A recap and review of the 2017 season of Oakland Raiders wide receiver Cordarrelle Patterson.
The Oakland Raiders signed free agent wide receiver Cordarelle Patterson last offseason to be the swiss-army knife of their offense. However, as the woes of the team continued to increase last year, that knife went dull and Patterson’s role with the team decreased.
After four seasons with the Minnesota Vikings, Patterson came into Oakland as an unproven receiver that had the tools to succeed but had underwhelmed thus far. However, he was considered one of the league’s most dangerous kick returners.
Through his first four seasons, Patterson averaged 30.4 yards per kick return and had 5 kick return touchdowns for the Vikings. Offensively, he tallied 163 receptions, 7 receiving touchdowns and 4 rushing touchdowns but was viewed as a bust by many because he never developed into the receiver Minnesota thought he would be.
After the 2016 season, Patterson seemed like an ideal fit in Oakland. The Raiders had one of the league’s highest scoring offenses and two very talented wide receivers, so there was little expectation for Patterson to put up big numbers. Plus with Derek Carr throwing him the ball, there was optimism that Cordarrelle would be able to develop into the receiver many hoped he would become in Minnesota.

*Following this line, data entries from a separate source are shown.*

PR #11116, opened 2023-07-07
Change: [CI] rework preview flow and use Cloudflare Pages to publish

TrueBrain:
## Motivation / Problem

Currently previews are published on AWS, and charges an insane amount of money to serve that. So, as with other services, we are migrating these things to Cloudflare.

## Description

We publish every PR on their own Cloudflare Pages branch. Other parts of the infrastructure makes sure that we get a pretty URL like `https://preview.openttd.org/prNNNN/`.

Additionally, went for a much simpler workflow; we used to check if you were a core-developer before the preview label was accepted, as we weren't sure that translators couldn't slap on the label. But honestly, the amount of code required to handle that is not worth it.

Example of successful deployment: https://github.com/TrueBrain/OpenTTD/pull/27 . And because the preview URL is not deployed yet (as it awaits merging of this PR), you can see the result here: https://preview-preview.openttd.org/pr27/

## Limitations

All current deployed previews will have to be remade; but this is as simple as removing the preview label and adding it back again.

## Checklist for review


.github/workflows/preview-build.yml
```diff
@@ -0,0 +1,107 @@
...
+        # Ensure we use the latest version of npm; the one we get with current
+        # emscripten doesn't allow running "npx wrangler" as root.
+        npm install -g npm
+
+    - name: Publish preview
+      uses: cloudflare/pages-action@v1
+      with:
+        apiToken: ${{ secrets.PREVIEW_CLOUDFLARE_API_TOKEN }}
+        accountId: ${{ secrets.PREVIEW_CLOUDFLARE_ACCOUNT_ID }}
+        projectName: ${{ vars.PREVIEW_CLOUDFLARE_PROJECT_NAME }}
```
glx22, line 105: For secrets they have `required: true` but what happens if this var is not set?

TrueBrain: Sadly, you can't define if vars should be set yes/no. But as they are provisioned together, you can be sure they are (via the Infrastructure-as-Code that provisions them).

One of those minor missing things in GitHub .. you can say inputs and secrets should be there, but you can't tell (yet?) if vars should be there.

Mainly why the secrets are required, is to make sure forks don't execute the code (the action will fail instantly). And that is all that really matters here :)

glx22 (approved):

Of course, Raider Nation had to be excited about the signing because they had not seen a kickoff returned for a touchdown since 2011 (Jacoby Ford), so Patterson would be the first dangerous returner the team had on the roster in quite some time.
It was a slow start to the season for Cordarrelle, but despite the fact that he was only targeted four times in the first three games as a receiver, he still looked like he was going to have a significant impact for the Raiders.

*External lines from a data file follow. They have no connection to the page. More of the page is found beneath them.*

PR #11117, opened 2023-07-07
Codechange: Unnecessry ptr incrementation, max_sprite_size constant

DexterIV:
## Motivation / Problem

First pr to the repo, trying to get familiar with it. Spotted a small "bug". Also added a constexpr value to not calculate the size over and over. Doesnt fix any bugs/issues, but makes code cleaner.

## Description

pixel was a pointer created in a for loop on each iteration, incrementing its pointer at the end of the loop was an unnecessary operation. converted to reference so its less error prone. other solution could be to define it outside the for loop and leave the incrementation. 

## Limitations

none

## Checklist for review

* The bug fix is important enough to be backported? (label: 'backport requested') - no
* This PR touches english.txt or translations? Check the [guidelines](https://github.com/OpenTTD/OpenTTD/blob/master/docs/eints.md) - no
* This PR affects the save game format? (label 'savegame upgrade') - no
    * ai_changelog.hpp, gs_changelog.hpp need updating. - no
    * newgrf_debug_data.h may need updating. - no


src/spriteloader/grf.cpp
```diff
@@ -191,23 +192,22 @@ bool DecodeSingleSprite(SpriteLoader::Sprite *sprite, SpriteFile &file, size_t f
...
-			byte *pixel = &dest[i * bpp];
+			byte &pixel = dest[i * bpp];
 
 			if (colour_fmt & SCC_RGB) {
-				sprite->data[i].r = *pixel++;
-				sprite->data[i].g = *pixel++;
-				sprite->data[i].b = *pixel++;
+				sprite->data[i].r = pixel++;
+				sprite->data[i].g = pixel++;
+				sprite->data[i].b = pixel++;
```
nielsmh: These are not equivalent.

`*pixel++` reads the value pointed to, then increments the pointer to point at the next value.
Your change makes it increment the pointed-to value and does not move the pointer.

nielsmh (changes requested):

src/spriteloader/grf.cpp
DexterIV: fixed

DexterIV:
commit from wrong acc, will recreate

Against the New York Jets in Week 2, Patterson rushed the ball 3 times for 57 yards, including an impressive 43-yard touchdown run late in the 3rd quarter.
Bad play from the Jets overall but great showing from Adams (edge top of screen) attempting to chase down Patterson from behind. pic.twitter.com/RxnOaQ1RfE
— Joe Blewett (@Joerb31) January 26, 2018
In Week 4 versus the Denver Broncos, Oakland was without Michael Crabtree due to injury and Patterson proved he was capable of filling in, catching all six of his targets for 33 yards.

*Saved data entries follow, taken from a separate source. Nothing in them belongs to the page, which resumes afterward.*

PR #11125, opened 2023-07-10
Fix #11115: Focus the abandon game/exit game windows

### LINKED ISSUE #11115: [Bug]: Window focus for keyboard shortcuts doesn't respect draw order/priority of windows
### Version of OpenTTD

openttd-20230515-master-g389b66bd16-windows-win64

### Expected result

When a new window pops up, eg. the "Abandon Game" dialog, then it should be the target of keyboard shortcuts instead of any already open windows.

### Actual result

New windows don't seem to correctly gain the focus of keyboard shortcuts, eg. hitting enter can accept/clear/close a window behind a new "Abandon Game" dialog.

### Steps to reproduce

1. Start a new game.
2. Select "Save Game" from the floppy disk icon dropdown, this opens the "Save Game" dialog.
3. Select "Abandon Game" from the floppy disk dropdown, this opens the "Abandon Game" warning dialog.
4. Hit enter or return.
This results in the game being saved (ie. enter in the "Save Game" dialog) rather than abandoning the game (ie. enter in "Abandon Game" dialog). Clicking on the "Abandon Game" dialog before hitting enter results in abandoning the game, as expected, pointing to a keyboard focus issue.

merni-ns:
## Motivation / Problem

Fixes #11115.

## Description

- Add a parameter to `ShowQuery` which gives focus to the query window created by the function. By default it is `false` to preserve current behaviour.
- Use that parameter to focus the "Abandon game" and "Exit game" confirmation queries.
- Also, the query created by `ShowQuery` is not modal even though it is described as modal by the comment. So that comment is fixed.

## Limitations

Opening the abandon/exit query windows will now remove focus on whatever window is currently focussed.

## Checklist for review

### DIFF
--- a/src/misc_gui.cpp
+++ b/src/misc_gui.cpp
@@ -1218,15 +1218,16 @@ static WindowDesc _query_desc(
 );
 
 /**
- * Show a modal confirmation window with standard 'yes' and 'no' buttons
+ * Show a confirmation window with standard 'yes' and 'no' buttons
  * The window is aligned to the centre of its parent.
  * @param caption string shown as window caption
  * @param message string that will be shown for the window
  * @param parent pointer to parent window, if this pointer is nullptr the parent becomes
  * the main window WC_MAIN_WINDOW
  * @param callback callback function pointer to set in the window descriptor
+ * @param focus whether the window should be focussed (by default false)
  */
-void ShowQuery(StringID caption, StringID message, Window *parent, QueryCallbackProc *callback)
+void ShowQuery(StringID caption, StringID message, Window *parent, QueryCallbackProc *callback, bool focus)
 {
 	if (parent == nullptr) parent = GetMainWindow();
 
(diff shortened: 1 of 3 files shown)


src/misc_gui.cpp
```diff
@@ -1218,15 +1218,16 @@ static WindowDesc _query_desc(
...
 /**
- * Show a modal confirmation window with standard 'yes' and 'no' buttons
+ * Show a confirmation window with standard 'yes' and 'no' buttons
  * The window is aligned to the centre of its parent.
  * @param caption string shown as window caption
  * @param message string that will be shown for the window
  * @param parent pointer to parent window, if this pointer is nullptr the parent becomes
  * the main window WC_MAIN_WINDOW
  * @param callback callback function pointer to set in the window descriptor
+ * @param focus whether the window should be focussed (by default false)
```
2TallTyler, line 1228:
```suggestion
 * @param focus whether the window should be focused (by default false)
```

2TallTyler (commented):
We could probably bikeshed about what other windows could or should be focused...but let's not. The new default parameter is a nice way to handle this, I think.

src/misc_gui.cpp
merni-ns: https://www.dictionary.com/browse/focus Both forms seem to be correct :)

2TallTyler: 🤷

2TallTyler (approved):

The next five games, however, Patterson was of little impact to the Raiders offense or special teams.
Against the Ravens, Patterson only touched the ball once all game on a kickoff return. But in Week 6 against the Los Angeles Chargers, he made some noise with a 47-yard touchdown run on jet sweep and had 1 reception for a mere 5 yards.
— NFL Update (@MySportsUpdate) October 15, 2017
In the Thursday night matchup against the Kansas City Chiefs, Patterson was nowhere to be found once again. He had only 1 reception for 9 yards to go along with one kickoff return.
Against the Buffalo Bills, Cordarrelle had 3 receptions but for only 7 yards. And against the Miami Dolphins, he only touched the ball twice on two kickoff returns.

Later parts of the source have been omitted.